> Your task
Please show all lines of the records that include "RESTRICT".

### Data supplied

PR #19312, opened 2021-02-03
media-sound/qjackctl: Switch to cmake, add missing DEPEND and RDEPEND

a17r:
Bug: https://bugs.gentoo.org/766300


fordfrog:
thank you Andreas!

PR #19314, opened 2021-02-03
sys-devel/bmake: Disable failing test

jsmolic:


Whissi:
Maybe include a comment **why** the tests were disabled. If we are disabling tests just because they fail, we can just go RESTRICT=test ;)

jsmolic:
> Maybe include a comment **why** the tests were disabled. If we are disabling tests just because they fail, we can just go RESTRICT=test ;)

I think we already have comment in the ebuild about the tests. bmake has sensitive test suite and it changes from version to version, couple of tests were already disabled, and I can't reproduce this failure on `amd64` so I just figured it's easier to disable one more test.

PR #19315, opened 2021-02-03
media-video/libva-utils-2.8.0: fixed testing in portage

Karlson2k:
Closes: https://bugs.gentoo.org/768486


Karlson2k:
@aballier @thesamesam Could you check it? Thanks in advance.

Karlson2k:
@thesamesam Could you check it?

PR #19320, opened 2021-02-04
sys-devec/bc: fix building with locked account

pks-t:
The build of bc fails when building it with a user whose shell is set to
`/sbin/nologin`. The root cause is that the "fix-libmath_h" script does
not have a shebang, so it'll instead just use the user's configured
shell.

######

> Task output
Maybe include a comment **why** the tests were disabled. If we are disabling tests just because they fail, we can just go RESTRICT=test ;)
> Maybe include a comment **why** the tests were disabled. If we are disabling tests just because they fail, we can just go RESTRICT=test ;)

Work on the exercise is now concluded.